Мне их хорошо видно, эти четыре красные звезды, вырезанные из дерева. И на других домах есть звезды: по одной, по две, по три. По всей деревне звезды. Это чтоб знали, сколько в каждой семье погибло в последнюю войну.

Что ей сказать? Чем утешить? Все уже пережито. И самое лучшее — не расспрашивать; но и молчать нехорошо, и я говорю о внуке:

— Может, приедет?

— Навряд ли. — Она вздохнула и тут же виновато поглядела на меня. — И чего я на тебя тоску нагнала?
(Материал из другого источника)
PR #624, opened 2021-09-26
socket client

### LINKED ISSUE #622: Pkg/Socket proposal (unify socket client in the agent)
In the agent we have more than one module that are using sockets, and they have their own implementations of TCP clients. 
I propose that we implement a socket client capable of handling TCP, UDP and Unix sockets in order to hide the complexity 
from the individual modules and have a unified way of dealing with socket to make the development of new modules easier.
Something similar to the `pkg/web` package that we have.

At a high level it should be able to send data `[]bytes` over a socket, wait and read the response if any.

Other requirement are:
- ability to handle timeouts
- tls
- ability to perform dns resolution internally of the target is a domain
- handle both IPv4 and IPv6
- have higher level functions to handle string slices
- supported buffered io for better networking performance
- 
An example interface of such a client can be:
```go
type Socket interface {
Connect() error
Disconnect() error
Read(p []byte) (n int, err error)
Write(p []byte) (n int, err error)
}
```
where the caller has to manage the connection and disconnection and call read write.

So that would be 
```go

s := socket{}
s.Connect()
defer s.Disconnect()
s.Write()
s.Read()
```

and/or we can offer some higher level functions
```go
type Socket interface {
	Command([]byte) ([]byte, error)
    CommandStr([]string) ([]string, error)
}
```
where the caller creates a new socket and call command() and the function internally 
figures out everything like DNS resolution, keep-alive, writing, reading, timeouts
and returns some bytes to the caller which then knows what to expect and coverts the
data to appropriate data types. This will also hide `Connect` in case we have `DGRAM` packets.
This is similar to the `fetch()` method in the `zookeeper` module

Maybe we can also support plain packet or ICMP as well, but I don't see much benefit yet for these,
unless we have some modules in mind.

Most of the code can be extracted directly from our `zookeeper` module also be used elsewhere in the future.

Modules that use their own tcp/udp clients:
- zookeeper
- openvpn
- phpfpm
- unbound
and maybe I am missing some more.

Please let me know what your thoughts are

georgeok:
resolves #622

### DIFF
--- a/pkg/socket/client.go
+++ b/pkg/socket/client.go
@@ -3,6 +3,7 @@ package socket
 import (
 	"bufio"
 	"crypto/tls"
+	"errors"
 	"net"
 	"time"
 )
@@ -20,30 +21,32 @@ type socket struct {
 }
 
 func (s *socket) Connect() (err error) {
-	if s.TlsConf == nil {
+	if s.TLSConf == nil {
 		s.conn, err = net.DialTimeout(string(s.Network), s.Address, s.Timeout)
 	} else {
 		var d net.Dialer
 		d.Timeout = s.Timeout
-		s.conn, err = tls.DialWithDialer(&d, string(s.Network), s.Address, s.TlsConf)
+		s.conn, err = tls.DialWithDialer(&d, string(s.Network), s.Address, s.TLSConf)
 	}
 	return err
 }
 
-func (s *socket) Disconnect() error {
-	err := s.conn.Close()
-	s.conn = nil
+func (s *socket) Disconnect() (err error) {
+	if s.conn != nil {
+		err = s.conn.Close()
+		s.conn = nil
+	}
 	return err
 }
 
 func (s *socket) Command(command string, process Processor) error {
-	if err := s.send(command, s.conn, s.Timeout); err != nil {
+	if err := write(command, s.conn, s.Timeout); err != nil {
 		return err
 	}
 	return read(s.conn, process, s.Timeout)
 }
 
-func (s *socket) send(command string, writer net.Conn, timeout time.Duration) error {
+func write(command string, writer net.Conn, timeout time.Duration) error {
 	if err := writer.SetWriteDeadline(time.Now().Add(timeout)); err != nil {
 		return err
 	}
@@ -52,6 +55,9 @@ func (s *socket) send(command string, writer net.Conn, timeout time.Duration) er
 }
 
 func read(reader net.Conn, process Processor, timeout time.Duration) error {
+	if process == nil {
+		return errors.New("process func is nil")
+	}
 	if err := reader.SetReadDeadline(time.Now().Add(timeout)); err != nil {
 		return err
 	}
--- a/pkg/socket/client.go
+++ b/pkg/socket/client.go
@@ -57,6 +57,9 @@ func (s *Socket) Disconnect() (err error) {
 // of the responses this function will stop processing and return a
 // timeout error.
 func (s *Socket) Command(command string, process Processor) error {
+	if s.conn == nil {
+		return errors.New("cannot send command on nil connection")
+	}
 	if err := write(command, s.conn, s.Timeout); err != nil {
 		return err
 	}
@@ -64,6 +67,9 @@ func (s *Socket) Command(command string, process Processor) error {
 }
 
 func write(command string, writer net.Conn, timeout time.Duration) error {
+	if writer == nil {
+		return errors.New("attempt to write on nil connection")
+	}
 	if err := writer.SetWriteDeadline(time.Now().Add(timeout)); err != nil {
 		return err
 	}
@@ -74,6 +80,9 @@ func write(command string, writer net.Conn, timeout time.Duration) error {
 func read(reader net.Conn, process Processor, timeout time.Duration) error {
 	if process == nil {
 		return errors.New("process func is nil")
+	}
+	if reader == nil {
+		return errors.New("attempt to read on nil connection")
 	}
 	if err := reader.SetReadDeadline(time.Now().Add(timeout)); err != nil {
 		return err
--- a/pkg/socket/client.go
+++ b/pkg/socket/client.go
@@ -1,0 +1,64 @@
+package socket
+
+import (
+	"bufio"
+	"crypto/tls"
+	"net"
+	"time"
+)
+
+func NewSocket(config Config) *socket {
+	return &socket{
+		Config: config,
+		conn:   nil,
+	}
+}
+
+type socket struct {
+	Config
+	conn net.Conn
+}
+
+func (s *socket) Connect() (err error) {
+	if s.TlsConf == nil {
+		s.conn, err = net.DialTimeout(string(s.Network), s.Address, s.Timeout)
+	} else {
+		var d net.Dialer
+		d.Timeout = s.Timeout
+		s.conn, err = tls.DialWithDialer(&d, string(s.Network), s.Address, s.TlsConf)
+	}
+	return err
+}
+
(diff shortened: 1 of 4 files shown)


pkg/socket/client.go
```diff
@@ -0,0 +1,62 @@
...
+		s.conn, err = tls.DialWithDialer(&d, string(s.Network), s.Address, s.TlsConf)
+	}
+	return err
+}
+
+func (s *socket) Disconnect() error {
+	err := s.conn.Close()
+	s.conn = nil
+	return err
+}
```
ilyam8, line 37: This method panics if "s.conn" is nil. I think that we shouldn't do it.

pkg/socket/client.go
```diff
@@ -0,0 +1,62 @@
...
+
+func (s *socket) Command(command string, process Processor) error {
+	if err := s.send(command, s.conn, s.Timeout); err != nil {
+		return err
+	}
+	return read(s.conn, process, s.Timeout)
+}
+
+func (s *socket) send(command string, writer net.Conn, timeout time.Duration) error {
+	if err := writer.SetWriteDeadline(time.Now().Add(timeout)); err != nil {
```
ilyam8, line 47: Let's rename this method to "write". Also, it can be a function (I see we don't really use "*socket" there).

pkg/socket/client.go
```diff
@@ -0,0 +1,62 @@
...
+		return err
+	}
+	_, err := writer.Write([]byte(command))
+	return err
+}
+
+func read(reader net.Conn, process Processor, timeout time.Duration) error {
+	if err := reader.SetReadDeadline(time.Now().Add(timeout)); err != nil {
+		return err
```
ilyam8, line 56: This method panics if "process" is nil. I think we shouldn't do it.

pkg/socket/client.go
```diff
@@ -0,0 +1,62 @@
...
+}
+
+func (s *socket) Disconnect() error {
+	err := s.conn.Close()
+	s.conn = nil
+	return err
+}
+
+func (s *socket) Command(command string, process Processor) error {
+	if err := s.send(command, s.conn, s.Timeout); err != nil {
```
ilyam8, line 40: Panics if "process" is nil.

pkg/socket/types.go
```diff
@@ -0,0 +1,30 @@
...
+	Command(command string, process Processor) error
+}
+
+type Processor func([]byte) bool
+
+type Config struct {
+	Network Network
+	Address string
+	Timeout time.Duration
+	TlsConf *tls.Config
```
ilyam8, line 20: Let's make it TLSConf

pkg/socket/types.go
```diff
@@ -0,0 +1,30 @@
...
+}
+
+type Network string
+
+const (
+	NetworkIP   Network = "tcp"
+	NetworkTCP  Network = "tcp"
+	NetworkUDP  Network = "udp"
+	NetworkUnix Network = "unix"
+)
```
ilyam8, line 30: That is not used anywhere. Why do we need it?

pkg/socket/client.go
```diff
@@ -0,0 +1,62 @@
...
+	"net"
+	"time"
+)
+
+func NewSocket(config Config) *socket {
+	return &socket{
+		Config: config,
+		conn:   nil,
+	}
+}
```
ilyam8, line 15: I think we need either return public method or interface. This won't do if we add documentation - we can documents what "socket" is.

pkg/socket/types.go
```diff
@@ -0,0 +1,30 @@
...
+
+import (
+	"crypto/tls"
+	"time"
+)
+
+type Socket interface {
+	Connect() error
+	Disconnect() error
+	Command(command string, process Processor) error
```
ilyam8, line 11: Why do we need it now? Do we plan to have several implementations of "Socket"?

ilyam8:
@georgeok thanks for the work 👍 One more thing - I noticed that the package is not documented. Is that because it is wip?

georgeok:
> @georgeok thanks for the work 👍 One more thing - I noticed that the package is not documented. Is that because it is wip?

Yes correct. I was waiting for some initial feedback before finalising the changes and adding documentation.

pkg/socket/types.go
georgeok: This with help us with the unit tests once we use the package in a collector. The implementation could just create a mock socket in order to mimic errors rather than implementing a TCP or a UDP server. At the moment in the module we don't need it but it should become handy on the first implementation. I can remove it, but I think it's going to be useful quickly.

pkg/socket/client.go
georgeok: done

pkg/socket/client.go
georgeok: done

pkg/socket/client.go
georgeok: fixed

pkg/socket/client.go
georgeok: fixed again

pkg/socket/types.go
georgeok: done

pkg/socket/types.go
georgeok: This was my mistake. I use them in the tests now. The idea is to give to the implementer the available options. Something similar to what the `http` packages does with the status codes `http.StatusAccepted` etc so that they know what is supported rather than passing strings directly. The is also a bug `NetworkIP   Network = "tcp"` which became `NetworkIP   Network = "ip" but I might do some work here in order to support plain ip transactions.

pkg/socket/types.go
georgeok: So, having worked a little bit more on this, I have removed the interface. We can mock the connection in the `Socket` struct for testing. I believe this is also working better with the provided documentation (previous comment).

pkg/socket/client.go
georgeok: Ok, so I've made Socket in order to provide documentation to the users.

pkg/socket/types.go
georgeok: hmm, the thing that I forgot is that IP packets need raw sockets and we will get permission errors so I removed the `IP` option for the time beiing.

pkg/socket/client.go
```diff
@@ -0,0 +1,85 @@
...
+// timeout value from the Socket config and returns read, write and
+// timeout errors if any. If a timeout occurs during the processing
+// of the responses this function will stop processing and return a
+// timeout error.
+func (s *Socket) Command(command string, process Processor) error {
+	if err := write(command, s.conn, s.Timeout); err != nil {
+		return err
+	}
+	return read(s.conn, process, s.Timeout)
+}
```
ilyam8, line 64: How do we handle closed connections? Or situations when we need to recreate the connection internally in order to write/send?

Also, this function panics if we don't call Connect(). If that is expected, I think we need to mention it in the description.

ilyam8:
> when we do "Connect; Command; Close"

But if all modules follow this pattern I think we are fine with what we have 🤔

georgeok:
Hmm... Some thoughts on the last question (keeping the connection alive):
- we need to be able to have an infinity timeout (or at least a big value). The architecture of the `Command` function will need to change and become async with channels for cancelation. 
- if we need to reconnect we will get back a net.Error (I think). We can check something `net.AddrError.Temporary()` or is `net.AddrError.Timeout()` to see if it's temporary error.
- Have another config param `automatic retry connections` or return the temporary flag to the caller and let him decide to reconnect or not.

ilyam8:
@georgeok thanks for the work! Let's try to use this package and see if there are any problems.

Праздник ведь... Вот подожди, к вечеру гулянье начнется, все из домов высыпят. Хорошо у нас...

Ушла. А я опять гляжу на пустую дорогу. Но теперь уже в сердце какая-то глухая пустота. От того ли горько, что услышал? Или коснулось одиночество другого человека и я еще сильнее почувствовал свое одиночество?.. Не знаю. Но почему она не едет? Что могло ее задержать? Ну что из того, что я позабыл, какие у нее руки? Ведь и она забыла, какие у меня! Я гляжу на свою ладонь, на пальцы, — почему узкая? Рука как рука. А вот у нее действительно маленькая и жесткая... А была мягкой... Почему она не едет?

Опять Лукерья вышла и смотрит на пустую дорогу. А там никого нет. Но теперь ветер еле шевелит концы ее платка, она уже не придерживает их. Солнце садится, и через дорогу, как черные шлагбаумы, все дальше тянутся в поле длинные тени. Позднее они сольются друг с другом — и тогда наступит ночь.

Я не могу, больше не могу видеть эту старуху! Ведь надо же, чтобы из всей деревни только двое — она и я — оказались в таком безысходном одиночестве. Но у нее понятно, — у нее все погибли! А у меня живы...

На крыльце тихо. Западный угомонился, и уже нет бешеного кипения на Чудском...

— Вот мы и остались с тобой одни...

Это подошла ко мне Лукерья, и уже, как к своему, присела рядом на ступеньку.

— Почему же, еще будет последний автобус, — отодвигаясь от нее, говорю я.

— Дай-то бог... Только проку-то мало, вон уж гулянья начались.

На улицу из каждого дома торжественно и важно выходят хозяева и гости. В новых костюмах, в новых платьях. На девчонках «мини-мини». У ребят в руках транзисторы. Один играет на гитаре. Идут, держа друг друга под руку, плотной шеренгой, занимая всю дорогу.

Идут веселые, смеются, что-то кричат друг другу. Здороваются со встречными. Раскланиваются.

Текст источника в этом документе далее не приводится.